Nodeless Kubernetes eliminates all three from the operator's API surface. The Kubelet "there" on the cluster is a Virtual Kubelet — a fake Node that forwards Pod-create requests into the cloud's compute primitive (typically a micro-VM or a function service), and the provider's scheduler (not K8s' kube-scheduler on the operator's behalf) decides where the workload physically lands.

From the Fly.io FKS beta announcement:

A key thing to notice above is that there's no "Node".

and

It [Virtual Kubelet] instead behaves like an API, receiving requests from Kubernetes and transforming them into requests to deploy on a cloud compute service. … This shifts the burden of managing hardware capacity from you to us.

Canonical production instances

  • Fly Kubernetes (FKS) — K3s + an in-house Virtual-Kubelet provider that maps Pods to Fly Machines (Firecracker micro-VMs).
  • AWS Fargate on EKS — Pods backed by Firecracker micro-VMs on Fargate; no Node management.
  • Azure AKS Virtual Nodes — Pods backed by Azure Container Instances via a Virtual-Kubelet provider.

Trade-offs

  • No capacity planning for the operator.
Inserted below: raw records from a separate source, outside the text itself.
PR #7329, opened 2024-11-17
perf(transformer/arrow-functions): inline hot visitors

overlookmotel:
Follow-on after #7322. Add more `#[inline]` attrs to make absolutely sure these methods are inlined.


overlookmotel:
Not clear this is an improvement.

PR #7330, opened 2024-11-17
fix(transformer): remove typescript symbols after transformation

Boshen:


crates/oxc_transformer/src/typescript/annotations.rs
```diff
@@ -65,10 +66,18 @@ impl<'a, 'ctx> Traverse<'a> for TypeScriptAnnotations<'a, 'ctx> {
...
+        let scope_id = ctx.current_scope_id();
         program.body.retain_mut(|stmt| {
             let need_retain = match stmt {
                 Statement::ExportNamedDeclaration(decl) if decl.declaration.is_some() => {
-                    decl.declaration.as_ref().is_some_and(|decl| !decl.is_typescript_syntax())
+                    let keep =
+                        decl.declaration.as_ref().is_some_and(|decl| !decl.is_typescript_syntax());
+                    if !keep {
+                        decl.bound_names(&mut |ident| {
+                            ctx.scopes_mut().remove_binding(scope_id, &ident.name.clone().into());
```
Boshen, line 77: This is slow, need to batch the call.

PR #7335, opened 2024-11-18
feat(linter): implement `unicorn/prefer-string-raw` lint rule

ryan-m-walker:
There are a few [places in the original implementation](https://github.com/sindresorhus/eslint-plugin-unicorn/blob/main/rules/prefer-string-raw.js#L46-L50) where the parent value node is compared against the actual node. I couldn't find a similar API to use here so instead opted to test if the span values matched which seemed reasonable to me but please let me know if I missed a better way to handle this. 

Implements [unicorn/refer-string-raw](https://github.com/sindresorhus/eslint-plugin-unicorn/blob/main/docs/rules/prefer-string-raw.md) for #684


crates/oxc_linter/src/rules/unicorn/prefer_string_raw.rs
```diff
@@ -0,0 +1,282 @@
...
+                    }
+                }
+                _ => {}
+            }
+        }
+
+        let raw = ctx.source_range(string_literal.span);
+
+        let last_char_index = raw.len() - 2;
+        if let Some('\\') = raw.char_at(Some(last_char_index as f64)) {
```
camc314, line 154: mind explaining to me what this line does? i can't work it out

like i know its checking to see if the last char in the string is a `\` but why?

camc314 (commented):
this looks great, thank you!

crates/oxc_linter/src/rules/unicorn/prefer_string_raw.rs
```diff
@@ -0,0 +1,282 @@
...
+            return;
+        };
+
+        if !raw.contains("\\\\") || raw.contains('`') || raw.contains("${") {
```
camc314, line 158: `"\\\\"` might be better as r#... ?

crates/oxc_linter/src/rules/unicorn/prefer_string_raw.rs
camc314, line 154: i don't think this needs to be an `if-let`, if can just be a direct comparison

camc314: ah i see this in the original impl, any ideas why?

ryan-m-walker: Apparently you can still escape backticks in String.raw so if the raw value end's in `\` it will result in an unterminated string.

image

PR #7351, opened 2024-11-18
perf(syntax): reorder operator enum variants

overlookmotel:
Re-order enum variants of `AssignmentOperator`, `BinaryOperator` and `UnaryOperator`.

* `Exponential` moved to after `Remainder` (so with the rest of the arithmetic operators).
* `Shift*` operators follow arithmetic operators.
* `AssignmentOperator::Bitwise*` ops moved to before `Logical*` ops (so all ops which correspond to `BinaryOperator`s are together).
* `*Or` always before `*And`.
* Plus/Addition always before Minus/Subtraction.

The purpose is to make the various methods on these types maximally efficient:

1. Group together variants so that `AssignmentOperator::is_*` methods can be executed with the minimum number of operations (essentially `variant - min <= max`).
2. Align the variants of `AssignmentOperator` and `BinaryOperator` so that conversion methods added in #7350 become very cheap too (essentially `if variant - min <= max { Some(variant + offset) } else { None }`).

### DIFF
--- a/crates/oxc_syntax/src/generated/derive_clone_in.rs
+++ b/crates/oxc_syntax/src/generated/derive_clone_in.rs
@@ -44,16 +44,16 @@ impl<'alloc> CloneIn<'alloc> for AssignmentOperator {
             Self::Multiplication => AssignmentOperator::Multiplication,
             Self::Division => AssignmentOperator::Division,
             Self::Remainder => AssignmentOperator::Remainder,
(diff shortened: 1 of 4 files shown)


Boshen:
### Merge activity

* **Nov 18, 8:08 PM EST**: The merge label '0-merge' was detected. This PR will be added to the [Graphite merge queue](https://app.graphite.dev/merges?org=oxc-project&repo=oxc) once it meets the requirements.

PR #7352, opened 2024-11-19
feat(oxlint): add `cwd` property to `LintRunner`

Sysix:
allows to use multiple `LintRunner` in one file targeting multiple directory.
The current problem is for the test in #7348 we can not change `env::current_dir`,  
so as a workaround I introduce a new property :) 

See more info here: https://discord.com/channels/1079625926024900739/1117322804291964931/1308179827576016897

### DIFF
--- a/apps/oxlint/src/command/lint.rs
+++ b/apps/oxlint/src/command/lint.rs
@@ -68,6 +68,11 @@ pub struct BasicOptions {
     /// TypeScript `tsconfig.json` path for reading path alias and project references for import plugin
     #[bpaf(argument("./tsconfig.json"), hide_usage)]
     pub tsconfig: Option<PathBuf>,
+    
+    /// The working directory where oxlint should be executed
+    /// defaults to `env::current_dir()`
+    #[bpaf(long("working-dir"), hide_usage)]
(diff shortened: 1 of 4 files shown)


Boshen:
This is not a eslint CLI option, https://eslint.org/docs/latest/use/command-line-interface

> allows to use multiple LintRunner in multiple directory with only using one command / file.

Where and how is this going to be used? Should this be made internal without a CLI?

Sysix:
> Where and how is this going to be used? Should this be made internal without a CLI?

```
npx oxlint --working-dir packages/oxlint
npx oxlint --working-dir packages/vscode
```

instead of:
```
cd packages/oxlint && npx oxlint
cd ../..
cd packages/vscode && npx oxlint
```

and you can use two `LintRunner` instances with different working-dirs in one file/command.
This last feature is needed for the referenced PR :) 

> This is not a eslint CLI option,

I know :/ Maybe there is a better solution for my problem?

Sysix:
Updated the PR.

The remap of the paths is needed because else the path would be filtered out in line 100 (`Walk::...`).  
Maybe this can get even cleaner :)

PR #7337, opened 2024-11-18
chore(docs): Replace TAB with SPACE to render markdown correctly

leaysgur:
Possibly fixes #7336

PR #7362, opened 2024-11-19
chore: add tab and url check to changed files

### LINKED ISSUE #7299: feat: avoid referenced url in github to be master/main
Although #7298 rewrite the urls, it's still feasible to check in url that is realted to master/main branch. 

I suppose 2 options to avoid this in future:

1. git hooks, husky and some script. Check the committed files.
2. write a test(rust or js, whatever). Find the diff files between HEAD and main, and search the content.

For option 1, 

Pros: easy to understand 

Cons: 
- not forced, could be avoid manually, 
- make git operation slower

For option 2,

Pros: 
- must be runned, could not be skipped

Cons:
- Not common, RA is using this strategy
- The test case is not stable, related to branch and Head, this might be confusing.

ShuiRuTian:
fix #7299

follow #7337

This PR tried to add a way to check the changed files
- If it's a git url, it should not refer to master/main branch
- There should be no tab used in the repo

And also copy .editorconfig from RA, to help to unify the code style

### DIFF
--- a/.editorconfig
+++ b/.editorconfig
@@ -1,2 +1,10 @@
+# https://EditorConfig.org
+root = true
+
+[*]
+charset = utf-8
 trim_trailing_whitespace = true
+end_of_line = lf
 insert_final_newline = true
+indent_style = space
+indent_size = 4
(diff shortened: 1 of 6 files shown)


ShuiRuTian:
However, this is a draft PR for now, since I am not sure how we want to run the validations.

Seems I have 2 choices,
- run them as test cases, just like current implemention. This might be kind of confusing, since they are not really traditional test cases.
- run them through cli manually, maybe thorugh xtask or something like it. 

@Boshen @overlookmotel would you mind to share some opinions here?

Boshen:
I think this is an overkill. Add it to .github/workflows/link-check.yml if it's easy to do, otherwise don't bother too much ...

PR #7368, opened 2024-11-20
docs(semantic): document the meaning of `ReferenceFlags::Read` and `Write`

### LINKED ISSUE #5165: What does `ReferenceFlags::Read` mean?
This question came up previously in #3326, and has reared its head again in #5158.

`++x` currently gets flagged as `Write` only.

This doesn't make sense to me as it is equivalent to `x += 1` which is `Read | Write`.

The tests indicate this is intentional, but the reason why is not documented anywhere.

@Dunqing's [guess was](https://github.com/oxc-project/oxc/issues/3326#issuecomment-2118527489) "I believe this variable can be safely removed by the Minifier/Compressor."

But [as I pointed out](https://github.com/oxc-project/oxc/issues/3326#issuecomment-2118858837), `++x` can have side effects if `x` is an object with a `valueOf` method:

```js
let x = {
    valueOf() { console.log("side effect!"); }
};

++x; // Logs "side effect!"
```

So that suggests that `++x` cannot be removed by minifier in all cases.

Whatever the rationale is, can we please hash it out and document it?

Boshen:
closes #5165

### DIFF
--- a/crates/oxc_syntax/src/reference.rs
+++ b/crates/oxc_syntax/src/reference.rs
@@ -76,9 +76,31 @@ bitflags! {
     #[cfg_attr(feature = "serialize", derive(Serialize))]
     pub struct ReferenceFlags: u8 {
         const None = 0;
-        /// A symbol is being read as a Value
+        /// A symbol is being read as a Value.
+        ///
+        /// This value can be derived from the spec:
+        ///
+        /// Under `Runtime Semantics: Evaluation`, when [`GetValue`](https://tc39.es/ecma262/#sec-getvalue) is called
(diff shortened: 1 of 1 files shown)


Boshen:
* **#7368** <a href="https://app.graphite.dev/github/pr/oxc-project/oxc/7368?utm_source=stack-comment-icon" target="_blank">Graphite</a> 👈 <a href="https://app.graphite.dev/github/pr/oxc-project/oxc/7368?utm_source=stack-comment-view-in-graphite" target="_blank">(View in Graphite)</a>
* `main`

<h2></h2>

PR #7388, opened 2024-11-21
fix(semantic)!: correct all `ReferenceFlags::Write` according to the spec

### LINKED ISSUE #7323: semantic: `ReferenceFlag::Write` should only be assigned for assignment expressions
```
var a, b;
z = (a, b = _o, x);
        ^ "flags": "Read | Write"
```

`b` should be "Write" only.

Dunqing:
close #7323

According to the specification re-design the JavaScript-part ReferenceFlags inferring approach.

* https://tc39.es/ecma262/#sec-assignment-operators-runtime-semantics-evaluation
* https://tc39.es/ecma262/#sec-postfix-increment-operator-runtime-semantics-evaluation
* https://tc39.es/ecma262/#sec-runtime-semantics-restdestructuringassignmentevaluation
* ... See references of https://tc39.es/ecma262/#sec-putvalue

### Changes

1. The left-hand of `AssignmentExpression` is always `ReferenceFlags::Write`
```js
let a = 0;
console.log(a = 0);
            ^ Write only
```

2. The `argument` of `UpdateExpression` is always `ReferenceFlags::Read | Write`
```js
let a = 0;
a++;
^ Read and Write
```

￼This change might cause some trouble for `Minfier` to remove this code, because ‘a’ is not used elsewhere. I have taken a look at `esbuild` and `Terser`. Only the `Terser` can remove this code.


Dunqing:
I prefer to fix transformer-related semantic errors in follow-up PR, but if you think should be fixed in this PR I am okay

Boshen (changes requested):
Can you add the test case to no-const-assign?

```
const FOO = 1;

({
  files = FOO,
} = arg1);
```

crates/oxc_semantic/src/builder.rs
```diff
@@ -890,6 +890,13 @@ impl<'a> Visit<'a> for SemanticBuilder<'a> {
 
         let kind = AstKind::AssignmentExpression(self.alloc(expr));
         self.enter_node(kind);
+
+        // Only the operator is not an `=` operator, the left-hand side is both read and write.
```
Boshen, line 894:
```suggestion
        // Only when the operator is not an `=` operator, the left-hand side is both read and write.
```

Boshen (approved):

Boshen:
Can 

> Can you add the test case to no-const-assign?
> 
> ```
> const FOO = 1;
> 
> ({
>   files = FOO,
> } = arg1);
> ```

Can you add all the assignment cases to no object assign?

Dunqing:
> Can you add the test case to no-const-assign?
> 
> ```
> const FOO = 1;
> 
> ({
>   files = FOO,
> } = arg1);
> ```

Added

> Can you add all the assignment cases to no object assign?

I have already added a lot of assignment-related tests in semantic.

Boshen:
### Merge activity

* **Nov 22, 1:05 AM EST**: The merge label '0-merge' was detected. This PR will be added to the [Graphite merge queue](https://app.graphite.dev/merges?org=oxc-project&repo=oxc) once it meets the requirements.

overlookmotel:
@Dunqing Is `x` in `x++` now `Read | Write`? I can't see tests for this (if I remember right, previously it was `Write` only which is incorrect).

Dunqing:
> @Dunqing Is `x` in `x++` now `Read | Write`? I can't see tests for this (if I remember right, previously it was `Write` only which is incorrect).

Yes, you are right. The test is added in https://app.graphite.dev/github/pr/oxc-project/oxc/7495.

PR #7390, opened 2024-11-21
perf(transformer/optional-chaining): mark `enter_expression` as inline

Dunqing:


Dunqing:
* **#7390** <a href="https://app.graphite.dev/github/pr/oxc-project/oxc/7390?utm_source=stack-comment-icon" target="_blank">Graphite</a> 👈 <a href="https://app.graphite.dev/github/pr/oxc-project/oxc/7390?utm_source=stack-comment-view-in-graphite" target="_blank">(View in Graphite)</a>
* `main`

<h2></h2>

overlookmotel (commented):
I suggest to move more code out of `enter_expression`. To make sure `enter_expression` gets inlined, you want the function to be as small as possible. Only include logic which is "unless [cheap check], do nothing".

The point is that in most cases `expr` is *not* a `ChainExpression` or a `UnaryExpression` with `delete` operator, so want to make `enter_expression` as optimized as possible for the common "nothing to do here" path.

In practice, this means to move these two blocks out into separate functions:

```rs
if self.is_inside_function_parameter {
    // To insert the temp binding in the correct scope, we wrap the expression with
    // an arrow function. During the chain expression transformation, the temp binding
    // will be inserted into the arrow function's body.
    Self::wrap_arrow_function(expr, ctx)
} else {
    self.transform_chain_expression(false, expr, ctx)
}
```

```rs
if self.is_inside_function_parameter {
    // Same as the above explanation
    Self::wrap_arrow_function(expr, ctx)
} else {
    self.transform_chain_expression(true, &mut unary_expr.argument, ctx)
}
```

Dunqing:
> I suggest to move more code out of `enter_expression`. To make sure `enter_expression` gets inlined, you want the function to be as small as possible. Only include logic which is "unless [cheap check], do nothing".
> 
> The point is that in most cases `expr` is _not_ a `ChainExpression` or a `UnaryExpression` with `delete` operator, so want to make `enter_expression` as optimized as possible for the common "nothing to do here" path.
> 
> In practice, this means to move these two blocks out into separate functions:
> 
> ```rust
> if self.is_inside_function_parameter {
>     // To insert the temp binding in the correct scope, we wrap the expression with
>     // an arrow function. During the chain expression transformation, the temp binding
>     // will be inserted into the arrow function's body.
>     Self::wrap_arrow_function(expr, ctx)
> } else {
>     self.transform_chain_expression(false, expr, ctx)
> }
> ```
> 
> ```rust
> if self.is_inside_function_parameter {
>     // Same as the above explanation
>     Self::wrap_arrow_function(expr, ctx)
> } else {
>     self.transform_chain_expression(true, &mut unary_expr.argument, ctx)
> }
> ```

Thank you for your long explanation, I think I understand now!

Boshen:
No change 🤔 Maybe it was already inlined.

overlookmotel:
I'm going to try some stuff... marking as draft for now.

Boshen:
### Merge activity

* **Nov 25, 3:36 AM EST**: The merge label '0-merge' was detected. This PR will be added to the [Graphite merge queue](https://app.graphite.dev/merges?org=oxc-project&repo=oxc) once it meets the requirements.

overlookmotel:
No change in benchmarks. But I still think this change is good. The smaller we can make all `enter_expression` / `exit_expression` methods, the more likely `enter_expression` / `exit_expression` in *other* transforms can be inlined too.

PR #7970, opened 2024-12-17
refactor(transformer/react-refresh): calculate signature key once

Dunqing:
I can't remember why I wrote such code. This change reduced big allocation.

### DIFF
--- a/crates/oxc_transformer/src/jsx/refresh.rs
+++ b/crates/oxc_transformer/src/jsx/refresh.rs
@@ -1,4 +1,5 @@
 use base64::prelude::{Engine, BASE64_STANDARD};
+use compact_str::{CompactString, CompactStringExt};
 use rustc_hash::FxHashMap;
 use sha1::{Digest, Sha1};
 
@@ -111,7 +112,7 @@ pub struct ReactRefresh<'a, 'ctx> {
     /// (eg: hoc(() => {}) -> _s1(hoc(_s1(() => {}))))
     last_signature: Option<(BindingIdentifier<'a>, ArenaVec<'a, Argument<'a>>)>,
     // (function_scope_id, (hook_name, hook_key, custom_hook_callee)
-    hook_calls: FxHashMap<ScopeId, Vec<(Atom<'a>, Atom<'a>)>>,
+    hook_calls: FxHashMap<ScopeId, Vec<CompactString>>,
     non_builtin_hooks_callee: FxHashMap<ScopeId, Vec<Option<Expression<'a>>>>,
 }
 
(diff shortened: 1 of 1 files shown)


Dunqing:
* **#7970** <a href="https://app.graphite.dev/github/pr/oxc-project/oxc/7970?utm_source=stack-comment-icon" target="_blank">Graphite</a> 👈 <a href="https://app.graphite.dev/github/pr/oxc-project/oxc/7970?utm_source=stack-comment-view-in-graphite" target="_blank">(View in Graphite)</a>
* `main`
<hr />

You must have a Graphite account in order to use the merge queue. Sign up using [this link](https://app.graphite.dev/invite/github/oxc-project?ref=merge-queue-instructions-in-stack-comment&prId=7970).

<h2></h2>
<sub>

</sub>

<sub>

</sub>

<h2></h2>

overlookmotel (approved):
Nice. Avoids allocating lots of `Atom`s into arena which never end up in the AST.

overlookmotel:
### Merge activity

* **Dec 17, 12:11 PM EST**: The merge label '0-merge' was detected. This PR will be added to the [Graphite merge queue](https://app.graphite.dev/merges?org=oxc-project&repo=oxc) once it meets the requirements.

No Node-shape selection, no HPA-and-CA feedback loop tuning, no bin-packing.
  • Per-Pod billing granularity — the provider can bill at Pod shape, not at Node shape.
  • Leaky abstraction at Kubelet-adjacent APIs. Some responsibilities that belong to a "real" Kubelet (e.g. kubectl exec, kubectl port-forward) may not be implemented until the VK provider grows them. FKS explicitly notes this and routes users to flyctl instead.
  • Support-matrix gaps. Not every K8s API object maps cleanly to a cloud compute primitive. Multi-container Pods, init containers, emptyDir, NetworkPolicies, StatefulSets are common omissions at launch (all missing at FKS beta).
  • Conformance question. CNCF conformance tests assume a standard Node surface; nodeless distributions may not certify.